CowerSnail is a Windows Backdoor which was recently uncovered by researchers at Kaspersky Lab. The security analysts have found a connection between this vulnerability and the recently discovered SHELLBIND SambaCry Linux malware.
SHELLBIND exploits the Samba vulnerability (a.k.a. SambaCry and EternalRed). The infection pattern sees the virus upload a shared library to a writable share and then prompt the server to load the library. The purpose is to allow a remote attacker to execute an arbitrary code on the targeted system. SHELLBIND targets most network-attached storage (NAS) appliances.
The connection between Backdoor.Win32.CowerSnail and SHELLBIND is that they share a common command and control (C&C) server named cl.ezreal.space:20480.
“We recently reported about SambaCry, a new family of Linux Trojans exploiting a vulnerability in the Samba protocol. A week later, Kaspersky Lab analysts managed to detect a malicious program for Windows that was apparently created by the same group responsible for SambaCry,” commented Kaspersky Labs. “It was the common C&C server that both programs used – cl.ezreal.space:20480 – that suggested a relationship between them.”
CowerSnail has been created using Qt, a cross-platform development framework. This framework allows the rapid migration of the malicious code from a Unix platform to a Windows environment.
SambaCry was created for *nix-based systems, while CowerSnail was written in Qt to simplify the coding process. The developer of the backdoor decided to spare himself the details of WinAPI and simply migrated the *nix code. The downside of this decision is that the Qt framework makes the resulting file significantly larger in size.
“This framework provides benefits such as cross-platform capability and transferability of the source code between different operating systems. This, however, has an effect on the resulting file size: the user code ends up as a small proportion of a large 3 MB file,” explained Kaspersky experts.
The infection pattern of CowerSnail begins with escalating the process priority and the priority of the current threat.

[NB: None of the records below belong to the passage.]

PR #1294, opened 2026-01-07
Filesystem code cleanup & API update

pcercuei:
This set of commits update the top-level filesystem code, fixing some thread-unsafe code that probably triggered real-word consequences, and update a few prototypes to enhance the API and fix error handling.


kernel/fs/fs.c
```diff
@@ -476,15 +476,15 @@ size_t fs_total(file_t fd) {
 
     /* Prefer the 32-bit version, but fall back if needed to the 64-bit one. */
     if(h->handler->total)
-        return h->handler->total(h->hnd);
+        return (ssize_t)h->handler->total(h->hnd);
```
QuzarDC: Instead of casting here, it really should be updating the prototypes of `vfs_handler::total{64}`

PR #3, opened 2021-05-18
build: remove the framework base version from dynamic versions

pvlugter:
When determining the SDK version, no longer use the Akka Serverless framework base version. Use regular dynamic versioning.


ennru (approved):
LGTM.

PR #8, opened 2021-05-19
docs: setup docs deploy with api docs and attributes

pvlugter:
Use the same approach as we did for Cloudstate, publishing doc sources to a branch, including dynamically generated / managed sources. Currently just the API docs and version attributes. Deleted the old doc content and examples.

Scripts based on the [cloudstate-antora](https://github.com/cloudstateio/cloudstate-antora) scripts. Docs get published to [`docs/current`](https://github.com/lightbend/akkaserverless-javascript-sdk/tree/docs/current) branch. Docs version is always the nearest version tag (so that we can easily publish doc fixes as necessary manually). Pushed the initial version manually already, to use in the Akka Serverless docs.


ennru (approved):
LGTM.

PR #17, opened 2021-06-03
fix: deserialize protobuf any with undefined values (no bytes)

pvlugter:
Noticed when sending requests with `grpcurl` and empty body. These arrive as protobuf any with undefined values, which would crash the service. Default to an empty array/buffer and check that these are deserialised as an empty message.


octonato (approved):
LGTM

PR #20, opened 2021-06-07
Let action return the metadata class, instead of raw metadata

jroper:


sdk/src/action-support.js
```diff
@@ -86,7 +86,7 @@ class ActionHandler {
         return call.cancelled;
       },
       get metadata() {
-        return metadata;
+        return metadataObject;
```
jroper, line 89: On line 79-81 we create this object for this purpose, and should return it here.

ennru (approved):
LGTM.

The virus then starts communicating with its C&C server through the IRC protocol.
CowerSnail possesses classic backdoor features. It has the ability to collect certain information about the infected system, including the OS type, the OS nameHost name, information about the network interfaces, ABI Core processor architecture information about physical memory, and Timestamp. The virus can execute commands, uninstall or uninstall itself as a service, and receive updates.
The Kaspersky Lab experts believe that the two infections have been developed by the same entity. In conclusion, they made the prognosis that the developer group behind SHELLBIND and CowerSnail will create more malware.
“After creating two separate Trojans, each designed for a specific platform and each with its own peculiarities, it is highly probable that this group will produce more malware in the future.”